Needing help in setting up a competition of local home brewers in the Waukesha County Wisconsin.
Any suggestions will help me setting up the competition. Is it legal to charge an admission fee for the general public. We would have food and entertainment but want to offer local home brewers a platform of competition with trophies and other types of awards.
How much time needed for brewer's to be able to respond.
Thank you I look forward to your input
(There is a competition sub-forum here: https://www.homebrewersassociation.org/forum/index.php?board=23.0
What is your goal...are you a homebrewer, or a club, or a business trying to create an event to generate income?
Our club's competition will be 10 years old this year (two weeks from now), and is held in conjunction with the Maryland Microbrewery Festival, which is organized and hosted by a separate organization and which invites our participation. The festival charges admission, but the judging is done in a closed building out of the public eye.
It requires a handful of people and good cat-herding skills. We have an Organizer (me), a Head Judge, a Head Steward, a Registrar, and a Cellar Master. And that's just for the beer part...we also have a food committee made up of several Spousal Units who prepare a bunch of breakfast dishes for the approximately 30-35 Judges, Stewards, and staff who are needed on judging day.
We charge entrants $8 per entry, and judge about 100 entries on the morning of the festival. That requires a minimum of 20 judges (two judges per entry, assuming an average of 10 beers per flight/pair of judges), and pretty much takes up a full morning judging session. Then we do Best of Show in the afternoon. Our club has experienced homebrewers who are not BJCP Judges but serve as judges and whom we pair with ranked Judges, and we also get several area professional brewers to help with judging. So at least one BJCP Judge or professional brewer per entry.
If you are planning a legit competition with BJCP judges, so that entrants get proper feedback, and judges get credit for their efforts, go to bjcp.org where you will find documents about how to run a competition. If/when you register your competition with the BJCP, you will receive spreadsheets of all active BJCP judges, and provisional judges, so you can solicit judges for your competition.
6-8 weeks' notice for registrants is fairly standard. We *always* experience a very annoying circumstance where people register for the competition, and take up entry slots, but never complete or submit their entries. So, we account for that by setting the software to accept a few more registrations than we would actually prefer, knowing there will be no-shows.
Depending on who/what you are and what your goals are, I would suggest that you *not* plan on making money on a homebrew competition.
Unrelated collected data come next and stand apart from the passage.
PR #1640, opened 2025-12-04
Longjump Race Rebalancing

Kroto-Ker:
## About The Pull Request

People have informed me that -1 CON for an extra jump tile isn't a worthwhile trade to most people, and may be putting them off from playing fluvian. 
This removes the CON malus, but adds a new stress text to fluvians. It tells the examiner that fluvian wings are valuable and clicking on it gives a short guide on how to cut them off. 

I believe this is more of a reasonable counterbalance to the extra jump tile.

image

image

## Testing Evidence

image

## Why It's Good For The Game

Should make the race's benefits more equally weigh with its negatives.

### DIFF
--- a/code/modules/mob/living/carbon/human/examine.dm
+++ b/code/modules/mob/living/carbon/human/examine.dm
@@ -786,6 +786,8 @@
 			if(H.dna.species.name != dna.species.name)
 				if(dna.species.stress_examine)//some species don't have a stress desc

Judges pretty much expect breakfast and lunch. Entrants expect prizes and/or ribbons. You'll also have expenses for tasting cups, printing for score sheets, flight sheets, cover sheets, bottled water, crackers or bread, publicity, registration software (we pay for hosted brew competition service), etc. If you get Sponsors to donate prizes, food, etc., then you can actually come out ahead.
I'm pretty sure that the general public around here would *not* pay to attend a stand-alone homebrew competition, unless they got to drink beer for their entry fee. Entertainment...hmmm...most judges want to be away from noise and distractions while they're doing their thing. I've judged at State Fairs which are in public or semi-public settings, and while that can be entertaining for a little while, it's not a great idea, it's distracting and can slow things way down.